Indonesia memiliki pengalaman panjang dalam diplomasi internasional.
Beberapa faktor yang membuat Indonesia dianggap memiliki peran potensial antara lain:
1. Hubungan Baik dengan Kedua Negara
Indonesia menjalin hubungan diplomatik dengan Korea Selatan maupun Korea Utara.
Posisi tersebut memberikan ruang bagi Indonesia untuk menjadi pihak yang dapat berkomunikasi dengan berbagai pihak.
2. Tradisi Diplomasi Perdamaian
Indonesia selama ini aktif mendorong penyelesaian konflik melalui dialog.

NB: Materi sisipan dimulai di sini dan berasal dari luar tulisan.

Issue #1564, opened 2019-08-12
JsonReader throws NumberFormatException which does not contain location info


jdlib:
The message of exceptions thrown by `JsonReader` usually contains location information including the current path. This is really helpful to locate the error in the input JSON.

Example: `java.lang.IllegalStateException: Expected an int but was BOOLEAN at line 7 column 10 path $.x.y`

Now `JsonReader.nextInt(), .nextLong(), .nextDouble()` may throw exceptions that contain no such location information. The exception is thrown in the lines
`double asDouble = Double.parseDouble(peekedString); // don't catch this NumberFormatException.`

How to provoke that specific exception:
Model: `public class Model { int x; }`
and then call `new GsonBuilder().create().fromJson("{ x: ''}", Model.class}`

The exception message will be:  `java.lang.NumberFormatException: empty String`, containg no location information.
The exception itself was thrown by `Double` and `JsonReader` just passed it along.

Imho JsonReader should catch the exception from `Double.parseDouble` and add location information to a rethrown copy.

PR #2076, opened 2022-02-08
Add CodeQL GitHub code scanning workflow

Marcono1234:
Adds a GitHub code scanning workflow running CodeQL, see GitHub documentation "[About code scanning with CodeQL](https://docs.github.com/en/code-security/code-scanning/automatically-scanning-your-code-for-vulnerabilities-and-errors/about-code-scanning-with-codeql)".

The workflow is currently configured to run all queries in the "security-and-quality" suite; this is more than the default which only runs [certain security queries](https://docs.github.com/en/code-security/code-scanning/automatically-scanning-your-code-for-vulnerabilities-and-errors/configuring-code-scanning#using-queries-in-ql-packs). I have fixed some of the findings; it looks like all other ones are false positives, or can be ignored.

~~It appears by default generated and test code is scanned as well (and cannot be excluded?), but results for it can be [filtered in the security view](https://docs.github.com/en/code-security/code-scanning/automatically-scanning-your-code-for-vulnerabilities-and-errors/managing-code-scanning-alerts-for-your-repository#filtering-code-scanning-alerts).~~
Edit: Have changed the build command to `mvn compile`; therefore test code is not analyzed anymore.

I have marked this pull request as draft for now to get some feedback. No worries in case you don't want to include this.


eamonnmcmanus:
Were you planning to fix the remaining CodeQL failures?

Marcono1234:
I think all remaining findings are false positives, or can be ignored (for now):
- "Array index out of bounds" for `JavaWriter.java`
This is part of the codegen module, which is non-functional (#2007); additionally as mentioned by you on that issue, that class is most likely a third party class coming from JavaPoet
- "Container contents are never accessed" for `CollectionsDeserializationBenchmark.java`
For this benchmark accessing the collection elements is not necessary, assuming that the Gson unit tests would detect any incorrect functional Gson behavior. I assume the `List` is used in this benchmark to make it more realistic?
- "Dereferenced variable may be null" for `UtcDateTypeAdapter.java` and `ISO8601Utils.java`
These findings seem to be reported due to the `date == null` check below the `try` statement. However, to me that looks reasonable; in general these methods do not seem to support `null` as `date`, but validation of the other arguments might have caused an exception before any null check. Additionally in both cases Gson always seems to call the methods with non-`null` arguments. (And these classes originally come from Jackson, as indicated by the comments)
- "Dereferenced variable may be null" for `LinkedTreeMap.java`
I am not very familiar with the code of that class, but to me it looks like the dereferencing expressions are guarded by the check on the value of the `delta` variable, and that only seems to be -2 respectively 2 when `rightHeight` respectively `leftHeight` are > 0, which won't be the case when `right` or `left` are `null`.
- "Reference equality test on strings" for `LazilyParsedNumber.java`
Check happens in `equals` and is followed by `equals` call for the String value. Maybe using `==` here is premature optimization, but it is functionally correct.
- "Missing catch of NumberFormatException"
Maybe some of them could be revisited in the future, one of them is #1564.
- ... all other notes can probably be ignored (for now).

You as maintainer can [dismiss](https://docs.github.com/en/code-security/code-scanning/automatically-scanning-your-code-for-vulnerabilities-and-errors/managing-code-scanning-alerts-for-your-repository#dismissing-or-deleting-alerts) the false positive alerts later on, if you like.

PR #2079, opened 2022-02-16
Improve Maven build and GitHub Maven workflow

Marcono1234:
Two minor changes to improve the Maven build:

- Fix consecutive Maven builds failing without performing `clean`
By default moditect-maven-plugin refuses to overwrite the JAR file it generated in a previous run. See also https://github.com/moditect/moditect/issues/161.
- Make GitHub Maven build workflow detect Javadoc issues


eamonnmcmanus:
This is great, thanks!

PR #2080, opened 2022-02-21
Add tests for enum constant toString() reading

Marcono1234:
Follow-up for #1950, adding tests for the new behavior.


eamonnmcmanus:
Thanks!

Prinsip diplomasi bebas aktif menjadi salah satu dasar kebijakan luar negeri Indonesia.
3. Peran di Kawasan Asia
Sebagai salah satu negara besar di Asia Tenggara, Indonesia memiliki pengaruh dalam berbagai forum internasional.

Hubungan Korea Selatan dan Korea Utara yang Penuh Dinamika
Korea Selatan dan Korea Utara secara teknis masih berada dalam kondisi konflik karena belum memiliki perjanjian damai permanen setelah Perang Korea.
Hubungan kedua negara mengalami naik turun.
Pada periode tertentu, kedua negara membuka komunikasi dan dialog.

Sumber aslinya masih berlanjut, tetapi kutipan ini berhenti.